### ABOUT THIS EXERCISE
Your task is to find every line of the listing that includes "loading" and copy it.

------------------------------------------------------------

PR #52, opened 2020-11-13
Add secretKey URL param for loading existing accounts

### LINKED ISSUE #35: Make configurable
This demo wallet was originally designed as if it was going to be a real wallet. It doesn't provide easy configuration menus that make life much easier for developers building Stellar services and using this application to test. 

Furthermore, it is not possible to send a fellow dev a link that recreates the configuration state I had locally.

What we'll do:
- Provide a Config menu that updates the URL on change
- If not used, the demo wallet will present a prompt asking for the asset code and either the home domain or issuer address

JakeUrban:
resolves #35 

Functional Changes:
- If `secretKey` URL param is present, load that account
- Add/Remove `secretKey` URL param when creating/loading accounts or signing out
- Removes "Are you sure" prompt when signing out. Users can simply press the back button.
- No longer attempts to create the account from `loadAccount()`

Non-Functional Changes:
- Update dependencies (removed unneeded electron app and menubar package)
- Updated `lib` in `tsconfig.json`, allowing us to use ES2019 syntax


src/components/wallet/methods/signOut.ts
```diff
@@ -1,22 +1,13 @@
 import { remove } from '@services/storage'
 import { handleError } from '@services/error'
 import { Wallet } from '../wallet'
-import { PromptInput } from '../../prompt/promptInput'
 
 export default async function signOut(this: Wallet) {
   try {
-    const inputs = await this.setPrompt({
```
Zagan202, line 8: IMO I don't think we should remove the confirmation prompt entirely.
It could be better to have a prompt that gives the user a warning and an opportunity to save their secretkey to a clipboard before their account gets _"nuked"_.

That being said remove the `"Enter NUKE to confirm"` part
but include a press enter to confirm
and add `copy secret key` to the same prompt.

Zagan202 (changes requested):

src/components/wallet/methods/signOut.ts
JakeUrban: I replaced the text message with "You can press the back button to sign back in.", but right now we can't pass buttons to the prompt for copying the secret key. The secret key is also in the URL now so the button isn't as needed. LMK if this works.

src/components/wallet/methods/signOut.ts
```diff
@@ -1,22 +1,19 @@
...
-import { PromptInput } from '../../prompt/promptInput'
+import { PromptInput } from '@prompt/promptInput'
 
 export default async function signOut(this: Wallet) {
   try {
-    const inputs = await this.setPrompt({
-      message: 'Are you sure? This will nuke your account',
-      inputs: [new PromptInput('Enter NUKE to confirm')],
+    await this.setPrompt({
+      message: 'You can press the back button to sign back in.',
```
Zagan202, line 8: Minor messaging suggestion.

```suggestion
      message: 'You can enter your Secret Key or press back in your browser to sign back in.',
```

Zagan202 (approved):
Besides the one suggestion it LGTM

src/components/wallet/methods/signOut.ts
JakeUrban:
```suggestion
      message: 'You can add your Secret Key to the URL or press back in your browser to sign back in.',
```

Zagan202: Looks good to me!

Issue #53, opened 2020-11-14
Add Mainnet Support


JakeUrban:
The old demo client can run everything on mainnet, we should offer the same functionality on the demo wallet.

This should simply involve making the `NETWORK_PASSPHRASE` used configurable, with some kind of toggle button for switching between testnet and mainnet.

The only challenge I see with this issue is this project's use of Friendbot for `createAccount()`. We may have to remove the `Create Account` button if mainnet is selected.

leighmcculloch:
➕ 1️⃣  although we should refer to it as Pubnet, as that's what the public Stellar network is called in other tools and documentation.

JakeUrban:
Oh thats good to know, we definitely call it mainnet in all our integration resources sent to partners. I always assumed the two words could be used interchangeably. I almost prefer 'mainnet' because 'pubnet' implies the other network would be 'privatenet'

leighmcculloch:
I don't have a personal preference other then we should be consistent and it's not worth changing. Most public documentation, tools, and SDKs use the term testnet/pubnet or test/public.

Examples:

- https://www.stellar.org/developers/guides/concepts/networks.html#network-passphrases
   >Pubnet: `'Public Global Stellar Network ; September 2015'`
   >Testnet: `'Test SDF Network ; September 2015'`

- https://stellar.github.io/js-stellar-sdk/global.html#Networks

------------------------------------------------------------

### EXPECTED OUTPUT
Add secretKey URL param for loading existing accounts
- Add/Remove `secretKey` URL param when creating/loading accounts or signing out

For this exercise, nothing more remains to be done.